The GOA, which is also known as the aortic valve area or the anatomical orifice area, is typically measured for patient valves by computed tomographic, magnetic resonance, or echocardiographic planimetry (74). These clinical methods of calculating the GOA implement image-processing procedures to evaluate the maximum opening of the leaflet free edges at each time instance during the cardiac cycle. The present study implements a projection-based approach to compute the valve GOA from the FSI solutions. Using this procedure, the GOA is calculated by projecting the opening area of the valve leaflets along the axial (normal to the aortic annulus) direction. This quantity is computed every $5.0\times 10^{-4}$ s to obtain the area signal during the opening period of the cardiac cycle, as shown in Fig. 4B.

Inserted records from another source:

PR #917, opened 2019-01-09
Update ft_freqbaseline.m

raghav0706:
Having a zscore option would be helpful.

### DIFF
--- a/ft_freqbaseline.m
+++ b/ft_freqbaseline.m
@@ -9,7 +9,7 @@ function [freq] = ft_freqbaseline(cfg, freq)
 %   cfg.baseline     = [begin end] (default = 'no'), alternatively an
 %                      Nfreq x 2 matrix can be specified, that provides
 %                      frequency specific baseline windows.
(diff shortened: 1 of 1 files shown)


robertoostenveld:
can you also add it to the documentation of `ft_freqbaseline` and can you update the documentation of the functions that use `ft_freqbaseline` prior to actual plotting? That would be ft_movieplotTFR, ft_multiplotTFR and ft_singleplotTFR. 

Doing "grep" also reveals ft_multiplotER and ft_singleplotER calling ft_freqbaseline. This applies in the case they receive a TFR input, in which the user can specify a frequency (or frequency range) in which the data is selected (or averaged) and the power time course is subsequently plotted. The cfg.baselinetype option is not documented in the help of those 2 functions, so no reason to update them.

robertoostenveld:
With #918 I only checked `ft_movieplotER`, since it was missing from the grep (which turned out to be OK). I leave the documentation change to you.

robertoostenveld:
please note that you can still change back to this branch, make more changes and push them as well. They will subsequently appear here and I can combine them in one merge.

robertoostenveld:
thanks!

PR #923, opened 2019-01-10
fix for [Bug #3467] ft_spike_plot_raster goes not use correct latency

stephenwhitmarsh:
As requested by @schoffelen


schoffelen:
thanks, could you also update the documentation section (so that this odd behavior is also not mentioned there)?

stephenwhitmarsh:
oops, sure, here it is

schoffelen:
top! merci

PR #929, opened 2019-01-17
Bad channel current density

johalgermissen:
detectchannelnan (new):
- Create new function to detect whether any channels contain NaNs in first sample of first trial; if so, then add to cfg.badchannel 
(to be called in ft_channelrepair and ft_scalpcurrentdensity):

ft_channelrepair (adapted):
- Add detectchannelnan to add channels containing NaNs to bad channels

ft_scalpcurrentdensity (adapted):
- Add detectchannelnan to add channels containing NaNs to bad channels
- Add cfg.badchannels functionality for function spline so as to a) only use "good channels" (where potential is known) for estimation, but b) estimate scd for both good (where potential is known) and bad (where potential is unknown) channel positions
- Methods finite and hjorth throw error in presence of bad channels

test_ft_scalpcurrentdensity (new):
- test methods spline and finite ft_scalpcurrentdensity using data from bug2685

Flutter-Quantification Formulation.

For experimental analysis, as described in the works of Condurache et al. (21) and Avelar et al. (32), a video-based approach is generally implemented to capture valve motion and flutter behavior by tracking the leaflet edges frame by frame. Different methods are used to track the free edge and calculate various flutter measures, but each approach relies on the potentially limited accuracy associated with free-edge tracking and the pixelated representation of the free edge in the video data, which is a considerable source of uncertainty. Additionally, the temporal fidelity of the video data is inherently limited by the video-acquisition technology, another potential source of uncertainty and complexity.

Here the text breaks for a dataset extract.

PR #933, opened 2019-01-23
first version of prewhiten function

robertoostenveld:


robertoostenveld:
this replaces #783 which was borked by @schoffelen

This study implements a flutter-quantification approach that takes advantage of the IMGA-based computational FSI framework to track the motion of the different tracking curves along the leaflet with high spatial and temporal resolutions. Each leaflet tracking curve, as indicated in Fig. 1C, is monitored with 150 uniformly distributed tracking points. Note that the selected number of tracking points is flexible due to the high-order smoothness provided by the B-spline functions. Throughout the FSI analysis, the magnitude of the 3D displacement from the reference configuration is computed for each tracking point every $1.0\times 10^{-4}$ s. The full set of displacement magnitude values throughout time form a 2D space–time signal from which a 2D discrete Fourier transform (DFT) (75) can be computed using a fast Fourier transform algorithm.

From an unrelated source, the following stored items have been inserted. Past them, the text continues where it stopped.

PR #934, opened 2019-01-23
Ft inv

schoffelen:


robertoostenveld:
I propose that it also implements `method=moorepenrose` which would do this http://mathworld.wolfram.com/Moore-PenroseMatrixInverse.html and which would not support any of the lambda/kappa/tolerance options. 

I propose that `method=pinv` is renamed into `svd`, since that is the basic technique used. Using this name it is easier to document (and talk) about the other options.

I propose that `method=inv` is renamed into `vanilla` (like @sarangnemo used), indicating that it is the "plain vanilla" implementation in MATLAB. Even then you have many (numerical) sub-methods to compute it, in which we do not want to elaborate upon.

inverse/private/ft_inv.m
```diff
@@ -0,0 +1,144 @@
...
+  end
+  
+  if isempty(kappa) && isempty(tolerance) && interactive
+    figure; plot(1:m, log10(s),'o-');
+    kappa = input('Specify the number of dimensions at which the eigenvalue spectrum will be truncated: ');
+    if isempty(kappa)
+      kappa = m;
+    end    
+  elseif isempty(kappa) && isempty(tolerance)
+    % put the tolerance for the pinv to its (increased by R.O.) default
```
robertoostenveld: possibly add a bit more elaborate explanation, about matlab versions and so

inverse/private/ft_inv.m
```diff
@@ -0,0 +1,144 @@
...
+    % use kappa
+    usekappa = true;
+    usetolerance = false;
+  elseif ~isempty(tolerance)
+    usetolerance = true; % needed for winsorization
+    usekappa = false;
+    kappa = sum(s./s(1) > tolerance);
+  end
+  
+  if kappa==0
```
robertoostenveld: I think it would be good to have this (and/or similar) exceptions further to the top. E.g. empty matrix, 1x1 input matrix, tolerance=inf, etc.

inverse/private/ft_inv.m
```diff
@@ -0,0 +1,144 @@
...
+    ylabel('singular values (log10)');
+    abc = axis;
+    if ~isempty(tolerance)
+      plot([0 m], log10(tolerance).*[1 1], 'k');
+    end
+    plot(kappa.*[1 1], abc([3 4]), 'r');
+  end
+  
+  
+end
```
robertoostenveld: convention is (I would say) not to end a function with an end

inverse/private/ft_inv.m
```diff
@@ -0,0 +1,144 @@
...
+tolerance = ft_getopt(varargin, 'tolerance', []);
+kappa     = ft_getopt(varargin, 'kappa', []);
+lambda    = ft_getopt(varargin, 'lambda', 0);
+feedback  = istrue(ft_getopt(varargin, 'feedback', false));
+interactive = istrue(ft_getopt(varargin, 'interactive', false));
+
+[m, n] = size(A);
+
+if n < m
+  % recurse into ft_inv on the transposed input
```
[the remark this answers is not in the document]
schoffelen: I don't get this. The behavior is consistent with pinv. Actually, the backbone is taken from the matlab pinv.

inverse/private/ft_inv.m
```diff
@@ -0,0 +1,144 @@
...
+    ft_error('regularization is not possible when the matrix is not square');
+  end
+  
+  [U,S,V] = svd(A,0);
+  if m > 1
+    s = diag(S);
+  elseif m == 1
+    s = S(1);
+  else
+    s = 0;
```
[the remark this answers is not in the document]
schoffelen: indeed, that's why it is in the original implementation I think.

schoffelen:
NOTE to selfs: rediscuss the 0'ing of the cross-channeltype covariance in the prewhitening

schoffelen:
@vlitvak , @neurosignal this is the PR that contains the to be pushed changes to the FT code base, concerned with the stuff that was discussed last week. It is not fully tested and complete yet. What I need to think about still is the proper way of handling diagonal loading in combination with kappa truncation in ft_inv

vlitvak:
@schoffelen see http://bugzilla.fieldtriptoolbox.org/show_bug.cgi?id=3447 for Olaf's code that might be relevant.

> @vlitvak , @neurosignal this is the PR that contains the to be pushed changes to the FT code base, concerned with the stuff that was discussed last week. It is not fully tested and complete yet. What I need to think about still is the proper way of handling diagonal loading in combination with kappa truncation in ft_inv

schoffelen:
thanks.

inverse/private/ft_inv.m
```diff
@@ -0,0 +1,179 @@
...
+      s(s./s(1) < tolerance) = tolerance;
+    end
+    S    = diag(1./s);
+    Ainv = V*S*U';
+  otherwise
+    ft_error('Unsupported method for matrix inversion');
+end
+
+if feedback
+  figure; hold on
```
vlitvak: It would be useful to have an option to pass a handle to a figure as we do e.g.  in ft_average_sense. That way I can do the plot in SPM graphics window.

schoffelen: does this still work in newer matlab versions? In the past we used numbers for handles and that broke down when matlab upgraded their graphics handling

vlitvak: I don't know. I haven't had any problems with that but I still use 2014/2015

vlitvak: Guillaume says handles are objects in the newer version so as long as you just handle them as some variable and don't assume they are a number, there shouldn't be a problem.

schoffelen:
merging for now. let's hope that the test batch will catch any obvious problems.

vlitvak:
@schoffelen  I looked at the code of ft_inv and there are some things that I would change, but it would be good if we could agree on those things then we can hopefully share this function between FT and DAiSS.

1) As far as I understood from Olaf, Tichonov regularisation is when you use SVD and add lambda to the original eigenvalues i.e. 1/(s+lambda). When the matrix is full rank that's equivalent to what you call 'tichonov' but it can also be combined with truncation. This is not in any of the methods you implemented. We can add this, just need to agree on terminology. Either we call your 'tichonov' method something like 'ftclassic' and this one 'tichonov' or we call this one something else.

2) The classic FT way of defining lambda is very problematic for maxfiltered data and you didn't fix that. It would make sense to set it at 5% of the values before the cliff but there is no good way to do that at the moment.

3) I would like to be able to set both lambda and kappa by clicking on the plot (ginput). 

4) I think the distinction between kappa and tolerance is confusing. It's all about the same thing: where do you truncate the eigenvalues. 


My suggestion would be to have only lambda and kappa with 'lambdamethod' and 'kappamethod' where either could be 'interactive' and for 'kappamethod' we could have 'tolerance' as one of the options and e.g. kick detection as another.

schoffelen:
w.r.t. point 1: fine with me. Indeed we need to agree on terminology etc. Actually, initially this option was there (i.e. both lambda and kappa/tolerance had an effect in the method 'svd'

w.r.t point 2: FT has to consider more than only maxfiltered data, and the 'X%' has been in for too long in order for it to change behavior I think. For now, my strategy would be to document that the 'X%' will not work for maxfiltered data. A tailored recipe for maxfiltered data should indeed still be constructed (possibly with functionality for automatic cliff detection), but as of yet, the whole ft_inv operation has been aimed to be generic.

w.r.t. point 3: fair request

w.r.t. point 4: Yes, it could be that it is confusing, yet to conflate this into a single parameter (which I consider to be the other option) might not always work. I used to use (in my own code) the distinction between integer value (>1) and <1 non-integer values. The former case implicitly resulting in the parameter to be interpreted as a number of components (as per kappa), the latter case resulting in the parameter to be interpreted as a 'tolerance' value. In my opinion, adding additional key-value pairs for kappamethod makes it only uglier. Would you be less confused if tolerance were renamed into threshold?

vlitvak:
I think lambdamethod and kappamethod would make it possible to accommodate all this (except maybe cases where more than one parameter is necessary to specify the final 'lambda' or 'kappa'. What's nice about them is that they make the implicit explicit to quote Robert unlike these integer vs real tricks that would get people really confused.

As demonstrated by the frequency analysis in Fig. 1A, the pressure signal in the $t=0.1$- to 0.3-s range has a low-frequency component. In order to isolate the contribution of the leaflet flutter to the signal energy, the low-frequency components are excluded from the quantification of the flutter signal energy. The DC component (75) is also removed from the displacement magnitude by subtracting the mean amplitude of the 2D signal. For each case, only frequencies within the relevant flutter domain, which is empirically defined as the frequencies at and above 20 Hz, are considered in the calculation of the flutter signal energy. The resulting measure of the flutter motion captures only the contributions of the high-frequency leaflet flutter, and the signal energy of the displacement magnitude is computed based on Parseval’s Theorem (75) as:

$$E^{\text{leaflet}}=\frac{1}{N_1{N}_2}\sum _{r_1=0}^{N_1-1}\sum _{r_2=0}^{N_2-1}{\left|X\left(r_1,r_2\right)\right|}^2,$$

where $X\left(r_1,r_2\right)$ is the $r_1$, $r_2$ element of the DFT matrix with the low-frequency components removed, and $N_1$ and $N_2$ are the sizes of the spatial and temporal domains, respectively. In this work, $N_1$ represents the number of tracking points along the leaflet tracking curves, and $N_2$ represents the number of time steps. This formulation quantifies flutter using the total high-frequency energy content of the displacement signal per leaflet, which may be further combined as a sum or an average to obtain a measure of the total valve flutter.

Data Availability.

The data that support the findings of this study are available from the corresponding authors upon reasonable request.